The Liberal Democrat led administrations of Cardiff and Swansea have 24% and 19.4% respectively, of Women, in senior management positions.

In the years preceding the Liberal Democrat coalition in Bridgend County, the percentage of women in senior management positions was a pathetic 5.6%. Since the creation of the coalition the figure has improved to 10.8%.

Aberavon and Neath Liberal Democrats were recently made aware of an “Equality of Opportunity in Employment” document, last updated in November 2001. Section 2.1 of this document states:

“As a major employer, the authority is committed to taking positive action to eliminate discrimination and to redress past imbalances in order to provide genuine equality of opportunity.”
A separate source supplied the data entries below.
PR #58, opened 2020-07-30
fixes to enable drupal cron jobs

davidthomas22:
Pairing @davidthomas22 and @spikeheap, we fixed up the cron jobs, testing the `prisoner-content-hub-development` namespace.

This PR:
- Fixes a naming issue with the cron job that caused the deployment to fail
- Improves the name of the pods for clarity
- Adds a security context to run the `curl` container non-root
- Corrects the `curl` image version to the latest one
- Runs the cron job every hour. It was running every 3 hours, but there's no reason not to run it more frequently

### DIFF
--- a/helm_deploy/prisoner-content-hub-backend/values.yaml
+++ b/helm_deploy/prisoner-content-hub-backend/values.yaml
@@ -75,7 +75,7 @@ ingress:
     nginx.ingress.kubernetes.io/proxy-body-size: 500m
 
 cron:
-  schedule: "*/* 3 * * *"
+  schedule: "0 * * * *"
   image:
-    repository: docker pull curlimages/curl
-    tag: 0.1
+    repository: curlimages/curl
+    tag: 7.71.1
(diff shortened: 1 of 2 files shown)


helm_deploy/prisoner-content-hub-backend/values.yaml
```diff
@@ -75,7 +75,7 @@ ingress:
     nginx.ingress.kubernetes.io/proxy-body-size: 500m
 
 cron:
-  schedule: "*/* 3 * * *"
+  schedule: "0 * * * *"
```
LucasCairns, line 78: Do we want to match what is currently scheduled in Drupal? `0 0/3 * * *` should match IIRC

LucasCairns: Just saw the PR comments... never-mind, makes sense

davidthomas22: I couldn't recall the rationale around the current schedule?

I can change to 0 */3 * * *

spikeheap: Unless there's a reason not to I think we should make it fairly frequent. The job should complete in seconds (it's a tiny database) so it just means the content will be indexed for search sooner, right?

LucasCairns: Makes sense to me, keep it frequent, less and often 👍

PR #59, opened 2020-07-30
Add prometheus alert config

davidthomas22:
-Configure Drupal search indexing alert

**NOTE**

Severity needs be defined once this has been requested and then provided by cloud platform team

 labels:
        severity: TODO


spikeheap:
This looks good 👍🙌. Once we've got the severity code we should test the full integration for this before we merge.

We can do that in the `development` namespace by:

1. Deleting the Drupal deployment (or scaling back to 0) so we have no pods to respond to the `curl` request.
2. Adjust the cron job to fire every minute, so we can see the alert pretty immediately.

PR #69, opened 2020-08-11
Update flysystem_s3, add pre-signed downloads

psoleckimoj:
- Removed flysystem_s3 v1
- Added flysystem_s3 v2
- Used updated patch for pre-signed downloads

### DIFF
--- a/helm_deploy/prisoner-content-hub-backend/values.yaml
+++ b/helm_deploy/prisoner-content-hub-backend/values.yaml
@@ -6,7 +6,7 @@ maxReplicaCount: 6
 
 image:
   repository: mojdigitalstudio/prisoner-content-hub-backend
-  pullPolicy: Always
+  pullPolicy: IfNotPresent
   tag: latest
 
 tier: backend
--- a/helm_deploy/prisoner-content-hub-backend/values.yaml
+++ b/helm_deploy/prisoner-content-hub-backend/values.yaml
@@ -6,7 +6,7 @@ maxReplicaCount: 6
 
 image:
   repository: mojdigitalstudio/prisoner-content-hub-backend
-  pullPolicy: IfNotPresent
+  pullPolicy: Always
   tag: latest
 
 tier: backend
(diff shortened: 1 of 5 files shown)


helm_deploy/prisoner-content-hub-backend/values.yaml
```diff
@@ -6,7 +6,7 @@ maxReplicaCount: 6
 
 image:
   repository: mojdigitalstudio/prisoner-content-hub-backend
-  pullPolicy: IfNotPresent
+  pullPolicy: Always
```
spikeheap, line 9: This is really handy for debugging & local dev, but we'll probably want to remove it in favour of specifying the version explicitly for CI (which makes rollbacks nice and fast because the image is already present). 

I wonder if there's a way to override the `pullPolicy` when deploying locally to the `development` namespace (which I'm guessing is the main/only time we'll be using the `latest` tag?

LucasCairns: We can add that to the environment yamls in Helm? we can revert the change in this PR and raise another for that specific behaviour?

LucasCairns: PR raised for this -> https://github.com/ministryofjustice/prisoner-content-hub-frontend/pull/48

LucasCairns: Raised a couple of draft PR's to support this behaviour
- https://github.com/ministryofjustice/prisoner-content-hub-frontend/pull/48
- https://github.com/ministryofjustice/prisoner-content-hub-backend/pull/70

LucasCairns: Reverted the default pull policy

patches/flysystem_s3_2.0.0-rc1_enable_pre-signed_downloads.patch
```diff
@@ -176,7 +177,7 @@ index d9b5f26..6ebd2ef 100644
 +            'max-age' => 0,
 +          ],
 +        ];
-+        $this->renderer->renderRoot($build);
++        // $this->renderer->renderRoot($build);
```
spikeheap, line 180: https://www.drupal.org/project/flysystem_s3/issues/2772847#comment-13783915

PR #72, opened 2020-08-19
Scheduled publishing

spikeheap:
This PR adds the ability to schedule when a post will be published or unpublished, using the `drupal/scheduler` plugin. I spent an hour or so evaluating the plugin and testing it locally

Screenshot 2020-08-11 at 16 37 05

We also update the cron trigger to run more frequently (every 5 minutes). Scheduled posts are evaluated each `cron` run, so a post scheduled for `10:00:01` would _actually_ be published at `10:05:00` when the next job runs.

## Additional steps

Once this PR is merged we need to:

- [ ] enable the module in the [production Drupal UI](https://manage.content-hub.prisoner.service.justice.gov.uk/admin/modules).
- [ ] enable scheduled publishing for each content type in `Structure -> Content Types -> * -> Edit -> Scheduler`, enabling publish/unpublish and setting it to use an inline fieldset:
Screenshot 2020-08-19 at 08 49 12

- [ ] let people know about it (maybe with a Confluence page?)

I had wanted to set configuration in `settings.php`, but the nested, dynamic nature of applying this to each content type made it prohibitively difficult. Given more time I'd like to get `drush` working so we could apply these changes programmatically.

## Intent

Scheduled publishing, alongside the change in publishing workflow to make "Published" content immediately available, reduces the need for the content team to work over the weekend.

### DIFF
--- a/composer.json
+++ b/composer.json
@@ -24,6 +24,7 @@
         "drupal/raven": "^2.27",
         "drupal/rest_menu_items": "^2.6",
         "drupal/restui": "^1.18",
+        "drupal/scheduler": "^1.3",
         "drupal/search_api": "^1.17",
         "drupal/token": "^1.5",
         "drupal/video": "^1.4",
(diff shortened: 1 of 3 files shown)


psoleckimoj (approved):
LGTM! It's like the onsite content teams dreams are all coming true at once 😀

PR #74, opened 2020-09-15
Allow filtering by prison

psoleckimoj:
- Create new function for checking prison id
- Accept prison id in api

### DIFF
--- a/modules/custom/moj_resources/src/ContentApiClass.php
+++ b/modules/custom/moj_resources/src/ContentApiClass.php
@@ -107,7 +107,7 @@ class ContentApiClass
   {
     $content_type = $node->type->target_id;
 
-    if ($prison_id !== 0 && !in_array($prison, $node->field_moj_prisons)) {
+    if ($prison !== 0 && !in_array($prison, $node->field_moj_prisons)) {
       return [];
     }
 
--- a/modules/custom/moj_resources/src/ContentApiClass.php
+++ b/modules/custom/moj_resources/src/ContentApiClass.php
@@ -115,16 +115,9 @@ class ContentApiClass
     $content_type = $node->type->target_id;
 
     if (($this->prison != 0) && (count($node->field_moj_prisons) > 0)) {
-      $found = false;
+      $prison_ids = array_column($node->field_moj_prisons, 'target_id');
 
-      foreach ($node->field_moj_prisons as $key => $n) {
-        if ($this->prison == $n->target_id) {
-          $found = true;
-          break;
-        }
-      }
-
-      if (!$found) {
+      if (!in_array($this->prison, $prison_ids)) {
         return [];
       }
     }
--- a/modules/custom/moj_resources/src/ContentApiClass.php
+++ b/modules/custom/moj_resources/src/ContentApiClass.php
@@ -115,23 +115,23 @@ class ContentApiClass
     $content_type = $node->type->target_id;
 
     if (($this->prison != 0) && (count($node->field_moj_prisons) > 0)) {
-      // $found = false;
+      $found = false;
 
-      // foreach ($node->field_moj_prisons as $key => $n) {
-      //   if ($this->prison == $n->target_id) {
-      //     $found = true;
-      //     break;
-      //   }
-      // }
+      foreach ($node->field_moj_prisons as $key => $n) {
+        if ($this->prison == $n->target_id) {
+          $found = true;
+          break;
+        }
+      }
 
-      // if (!$found) {
-      //   return [];
-      // }
-      $prison_ids = array_column($node->field_moj_prisons, 'target_id');
-
-      if(!in_array($this->prison, $prison_ids)) {
+      if (!$found) {
         return [];
       }
+      // $prison_ids = array_column($node->field_moj_prisons, 'target_id');
+
+      // if(!in_array($this->prison, $prison_ids)) {
+      //   return [];
+      // }
     }
 
     $defaults = $this->createItemResponse($node);
--- a/modules/custom/moj_resources/src/ContentApiClass.php
+++ b/modules/custom/moj_resources/src/ContentApiClass.php
@@ -115,9 +115,16 @@ class ContentApiClass
     $content_type = $node->type->target_id;
 
     if (($this->prison != 0) && (count($node->field_moj_prisons) > 0)) {
-      $prison_ids = array_column($node->field_moj_prisons, 'target_id');
+      $found = false;
 
-      if (!in_array($this->prison, $prison_ids)) {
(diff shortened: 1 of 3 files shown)


modules/custom/moj_resources/src/Plugin/rest/resource/ContentResource.php
```diff
@@ -156,6 +167,23 @@ protected function checkContentIdParameterIsNumeric()
...
+
+    protected function checkPrisonIsNumeric()
+    {
+        if (is_numeric($this->paramater_prison)) {
+            return true;
+        }
+        throw new NotFoundHttpException(
+            t('The prison parameter must be a numeric'),
+            null,
+            404
```
spikeheap, line 179: Should this be `400`/`BadRequestHttpException` to be consistent with the message on L177?

psoleckimoj: I just pulled the function from another `*Resource.php` file 😆

spikeheap:
This looks good, and I'm loving the prospect of having a single frontend deployment.

The $1million question is: can we introduce tests to validate these changes?

psoleckimoj:
> This looks good, and I'm loving the prospect of having a single frontend deployment.
> 
> The $1million question is: can we introduce tests to validate these changes?

It's a difficult one, e2e ideally to be able to check content that should be available across all sites vs that which is restricted etc I guess.

modules/custom/moj_resources/src/Plugin/rest/resource/ContentResource.php
psoleckimoj: If you look on the front-end you'll see it 404s when you can't view a piece of content so don't really want to change this until we know why it's a 404....lovely code we have 😆

psoleckimoj: Actually it'd be a very, very rare situation where this wouldn't be numeric since the `setPrison()` function pretty much ensures it is.

psoleckimoj:
Need to check this with current FE. The current HubClient passes prisonId with every request anyway so not sure what effect that will have now this code is using that arg.

spikeheap:
> Need to check this with current FE. The current HubClient passes prisonId with every request anyway so not sure what effect that will have now this code is using that arg.

It feels like this is a great opportunity to bite the bullet and introduce at least an e2e so we can feel more confident about the change. This change is pretty valuable, so I wonder if we could get buy-in for something in the next sprint to achieve this?

modules/custom/moj_resources/src/Plugin/rest/resource/ContentResource.php
spikeheap: This makes me a little uneasy, because the response we're introducing isn't "correct" even though it is consistent. If we caught `4xx`in the frontend and continued to show `404` to the user, would that allow us to retain the user-facing behaviour _and_ enable us to return more meaningful status codes from the Drupal API? It would also help us progressively improve the Drupal API to get us out of the technical debt we're in and make it easier/nicer to work with 🥳 .

I can see it being useful to capture these errors (with something like Sentry), because we shouldn't ever see a non-numeric prison, but a `404` for a piece of content is entirely predictable and wouldn't be an error state.

psoleckimoj: Aye, changing things like this needs proper time and understanding the code to make sure changing the response code doesn't break the frontend.

Totally agree on it being done properly....including renaming all the paramaters to parameters 😆

psoleckimoj:
@spikeheap changed to 400s and then to check specific content I used:

https://cookhamwood-prisoner-content-hub-development.apps.live-1.cloud-platform.service.justice.gov.uk/content/5238

This should be available in Berwyn and Wayland but not in Cookham Wood, it works as it should.

To test the no sites selected (so should work on al sites) I used:

https://wayland-prisoner-content-hub-development.apps.live-1.cloud-platform.service.justice.gov.uk/content/6291

Works on all sites.

These are the cases we need to check for 🙂

modules/custom/moj_resources/src/ContentApiClass.php
```diff
@@ -106,6 +113,22 @@ private function loadNodesDetails($nid)
...
+          $found = true;
+          break;
+        }
+      }
+
+      if (!$found) {
+        return [];
+      }
+    }
+
```
spikeheap, line 131: I wonder if we could use `in_array(thing, array)` here? 

Assuming `$node->field_moj_prisons` is an array, 

We can test this with:

> `var_dump` just prints the data type out to the console in `php -a`, which is handy for debugging.

```php
$prison_list = array(
  0 => array(
    'target_id' => '123',
    'name' => 'test 1'
  ), 
  1 => array(
    'target_id' => '234',
    'name' => 'test 2'
  )
);

# extracts a nested column into a 1-dimensional array
$prison_ids = array_column($prison_list, 'target_id');

# check for presence with in_array
var_dump(in_array('123', $prison_ids));
#> bool(true)

var_dump(in_array('432', $prison_ids));
#> bool(false)

var_dump(in_array(0, $prison_ids));
#> bool(false)

var_dump(in_array(null, $prison_ids));
#> bool(false)
```

I _think_ that means we can simplify the above to:
```php
$prison_ids = array_column($node->field_moj_prisons, 'target_id')

if(!in_array($this->prison, $prison_ids)) {
  return [];
}
```

spikeheap:
👍 this is looking good. I'd _love_ to figure out how to run some tests over this, but if it's the last thing blocking us switching to hostname identification of prison then we could card up the tests and look at prioritising them soon.

modules/custom/moj_resources/src/ContentApiClass.php
psoleckimoj: Looks good, made the change, will push to dev and check 👍

psoleckimoj: @spikeheap as with all things PHP this doesn't work as expected, the array functions are a bit weird.

psoleckimoj: Actually that could be a load of beep...I'll try it again later.

psoleckimoj: So yes, Drupal/PHP are playing weirdness here. I seem to remember I came across this on something else ages ago, the 'arrays' aren't arrays even though they look like arrays and everything says they should behave like arrays, there's something in the data structure that means PHP doesn't see them as such. So I've reverted it back to my long-winded way of doing it 😄

LucasCairns (approved):
LGTM :shipit:

davidthomas22 (commented):
LGTM

PR #75, opened 2020-09-16
Revert "Use namespace-specific nginx for non-production environments"

spikeheap:
Reverts ministryofjustice/prisoner-content-hub-backend#73

Cloud Platform have abandoned the custom-ingress approach, so we can undo this change.


psoleckimoj (approved):
LGTM

PR #78, opened 2020-09-25
Move API health endpoint to /health

psoleckimoj:
This may need some tweaks internally in the Drupal admin area.

### DIFF
--- a/helm_deploy/prisoner-content-hub-backend/values.yaml
+++ b/helm_deploy/prisoner-content-hub-backend/values.yaml
@@ -14,11 +14,11 @@ tier: backend
 application:
   port: 8080
   liveness:
-    endpoint: /api/health
+    endpoint: /health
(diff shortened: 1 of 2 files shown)


helm_deploy/prisoner-content-hub-backend/values.yaml
```diff
@@ -14,11 +14,11 @@ tier: backend
 application:
   port: 8080
   liveness:
-    endpoint: /api/health
+    endpoint: /
```
psoleckimoj, line 17: Note, these will be moved to `/health` once the change is in production. Needs to be set to this otherwise the pods never successfully pass a health check as the URL they check doesn't exist until the module has been removed and added back in the Drupal admin area.

davidthomas22 (approved):
LGTM

LucasCairns (approved):
LGTM

PR #103, opened 2021-12-29
Add sizes selection to runner py

dmitrii-kriukov:
Add parameters to runner.py that define sizes of running datasets.
Size parameter may be defined in cases in config file, if size is not defined, case will be launched anyway

### DIFF
--- a/runner.py
+++ b/runner.py
@@ -58,7 +58,7 @@ if __name__ == '__main__':
                         help='Available floating point data types'
                         'This parameter only marks dtype as available, '
                         'make sure to add the dtype parameter to the config file ')
-    parser.add_argument('--size', type=str, default="small medium large", nargs='+',
+    parser.add_argument('--workload-size', type=str, default="small medium large", nargs='+',
                         choices=("small", "medium", "large"),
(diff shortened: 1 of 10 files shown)


vlad-nazarov (approved):

dmitrii-kriukov:
http://intel-ci.intel.com/ec798aa8-05e9-f131-b15b-8cdcd4b723a1

runner.py
```diff
@@ -105,6 +110,11 @@ def get_configs(path: Path) -> List[str]:
             params = common_params.copy()
             params.update(params_set.copy())
 
+            if 'workload-size' in params:
+                if params['workload-size'] not in args.workload_size:
+                    continue
+                del params['workload-size']
```
samir-nasibli, line 116: It is better here to use dictionary own methods to remove instead of using `del` for removing object. It seems that your addition are consistent with other same cases in this script code. This is out of the scope for the current PR, but it would be better to fix this kind of thing in other PR(s).

Alexsandruss (approved):

samir-nasibli (approved):

PR #105, opened 2022-01-20
Configs for xpu: dbscan, kmeans, pca

dmitrii-kriukov:
Configs for dbscan, kmeans, pca
This configs have some problems with float32 in sklearnex, so listed measurements uses float64
image
image
PCA have some issues on gpu

stock vs extension
image
image
image


datasets/loader_classification.py
```diff
@@ -688,6 +722,51 @@ def skin_segmentation(dataset_dir: Path) -> bool:
     return True
 
 
+def cifar(dataset_dir: Path) -> bool:
```
samir-nasibli, line 725: it seems that by the result of the function you will never get a `False` value...

dmitrii-kriukov: The loaders in this file follow the general look of the loaders in the sklearn bench and should return True as a success status. Otherwise it will result in errors here
https://github.com/IntelPython/scikit-learn_bench/blob/master/datasets/load_datasets.py#L78

Pahandrovich (approved):

PR #106, opened 2022-01-21
Configs for xpu: knn and svm

dmitrii-kriukov:
Configs for knn and svm:
image
image
image
image


dmitrii-kriukov:
stock vs sklearnex

image
image
image
image

PR #107, opened 2022-01-27
Report config selector

dmitrii-kriukov:
Add option for report config selection
If report flag is not set, report generator will not be launched
If no config specified default config will be used

`python runner.py --report`
(launch report with default config)
`python runner.py --report report_generator/myconf.json`
(launch report with  custom config)

Added more detailed config for new benchmark cases

### DIFF
--- a/report_generator/xpu_report_gen_config.json
+++ b/report_generator/xpu_report_gen_config.json
@@ -1,0 +1,31 @@
+{
+    "header": [
+        "algorithm",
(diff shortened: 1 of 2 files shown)


dmitrii-kriukov:
http://intel-ci.intel.com/ec82c791-9275-f126-b310-8cdcd4b723a1

vlad-nazarov (approved):

PR #119, opened 2022-09-27
XPU cases for sklearnex DF

samir-nasibli:
The cases will be moved to [skl_xpu_config.json](https://github.com/IntelPython/scikit-learn_bench/blob/master/configs/skl_xpu_config.json)


Alexsandruss:
Config format was changed in https://github.com/IntelPython/scikit-learn_bench/pull/133. These cases will be also covered here.

PR #125, opened 2023-01-31
fixing modelbuilder benchmark for covtype dataset

razdoburdin:
Fix allows to run LGBM model builder benchmark for covtype dataset

### DIFF
--- a/modelbuilders_bench/lgbm_mb.py
+++ b/modelbuilders_bench/lgbm_mb.py
@@ -20,6 +20,7 @@ import os
 import bench
 import daal4py
 import lightgbm as lgbm
+import numpy as np
 
 import modelbuilders_bench.mb_utils as utils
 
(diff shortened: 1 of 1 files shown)


modelbuilders_bench/lgbm_mb.py
```diff
@@ -99,7 +98,7 @@
     if 'cudf' in str(type(y_train)):
         params.n_classes = y_train[y_train.columns[0]].nunique()
     else:
-        params.n_classes = len(np.unique(y_train))
+        params.n_classes = int(max(y_train)) + 1
```
Alexsandruss, line 101: I guess it's safer to add extra inner `if` for case where max of uniques is not equal to length of uniques - 1

Alexsandruss (changes requested):

Alexsandruss:
PEP8 compliance is required

Alexsandruss (approved):

PR #130, opened 2023-03-01
np.float is depricated in numpy 1.24

razdoburdin:
np.float is [depricated](https://numpy.org/doc/stable/release/1.24.0-notes.html#expired-deprecations) in numpy 1.24

### DIFF
--- a/modelbuilders_bench/mb_utils.py
+++ b/modelbuilders_bench/mb_utils.py
@@ -23,7 +23,7 @@ def get_accuracy(true_labels, prediction):
     errors = 0
     for i, true_label in enumerate(true_labels):
         pred_label = 0
-        if isinstance(prediction[i], (float, np.single)):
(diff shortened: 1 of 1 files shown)


modelbuilders_bench/mb_utils.py
```diff
@@ -23,7 +23,7 @@ def get_accuracy(true_labels, prediction):
     errors = 0
     for i, true_label in enumerate(true_labels):
         pred_label = 0
-        if isinstance(prediction[i], (float, np.single, np.float)):
+        if isinstance(prediction[i], (float, np.single)):
```
Alexsandruss, line 26: It's better to specify more familiar type names
```suggestion
        if isinstance(prediction[i], (np.float32, np.float64)):
```

Alexsandruss (changes requested):

Alexsandruss (approved):

Issue #75, opened 2021-06-29
Benchmarks silently execute stock version if scikit-learn-intelex is not installed


michael-smirnov:
If I try to run benchmarks with the command like 
```sh
python runner.py --configs configs/skl_xpu_config.json
```
it should run a patched version of scikit-learn algorithms. However, if scikit-learn-intelex package is not installed, benchmarks cannot be patched and should print an error or warning. 

I cannot see the message in https://github.com/IntelPython/scikit-learn_bench/blob/master/bench.py#L204 for some reason.

lulin789:
SKL_Bench_Team1 working on this issue

PR #134, opened 2023-04-28
Fix issue #75: Benchmarks silently execute stock version if scikit-learn-intelex is not installed

lulin789:
Fix log not displayed in bench.py
Before this fix the log isn't displayed in bench.py, because bench.py is
running via subprocess, so the log config set in runner.py has no effect in
bench.py, and the log config in bench.py follows the default strategy
(log_level=WARNING, stream=stderr), so when scikit-learn-intelex is not
installed, the info log can't be displayed, furthermore, all other info logs
in bench.py can't be displayed either.

This fix does the following change:
1. Set a log config in bench.py (log_level=INFO, stream=stderr).
2. Add return_code in the return value of utils.read_output_from_command() to identify if there is any error in subprocess.
3. In runner.py, if no error occured, the log from subprocess in stderr will be printed, otherwise is_success will be set to False and the error message will be displayed through a warning log.

Fixes https://github.com/IntelPython/scikit-learn_bench/issues/75

Co-authored-by: Wu, Zihan <zihan.wu@intel.com>
Signed-off-by: Deng, Lulin <lulin.deng@intel.com>
Signed-off-by: Zhou, Shuangpeng <shuangpeng.zhou@intel.com>
Signed-off-by: Xu, Yanyue <yanyue.xu@intel.com>

### DIFF
--- a/bench.py
+++ b/bench.py
@@ -187,6 +187,8 @@ def parse_args(parser, size=None, loop_types=(),
                         choices=('host', 'cpu', 'gpu', 'none'),
                         help='Execution context device')
 
+    logging.basicConfig(stream=sys.stderr, format='%(levelname)s: %(message)s', level=logging.INFO)
+
     for data in ['X', 'y']:
         for stage in ['train', 'test']:
             parser.add_argument(f'--file-{data}-{stage}',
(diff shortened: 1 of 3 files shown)


samir-nasibli:
@Alexsandruss are we going to integrate this into main branch or we have a fix on your branch?

Alexsandruss:
Benchmarks output warning if sklearnex patching has failed starting from refactoring (https://github.com/IntelPython/scikit-learn_bench/pull/133).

As yet, there still remains this inconceivable imbalance. I find these statistics to be inconceivable in the extreme that, in this day and age, this imbalance has gone unchallenged for so long. It’s been over thirty years since the introduction of the Sex Discrimination Act in 1975. I find these figures absolutely appalling, and clearly the council is doing nothing to address the gender imbalance that exists within the senior management structure of the authority.

I urge Neath Port Talbot Council to ensure that all candidates for future Senior Positions are considered on their individual, rather than their collective, merits and upon their ability to do the job in which they will be employed.

- Sheila Waye 03 July 06

1 comment:

Aberavon and Neath Liberal Democrats said...

I see that a record number of female QCs has been appointed this year.

If Labour in government can blow a fresh wind through the stuffy legal world, surely Labour locally can enter the 21st century?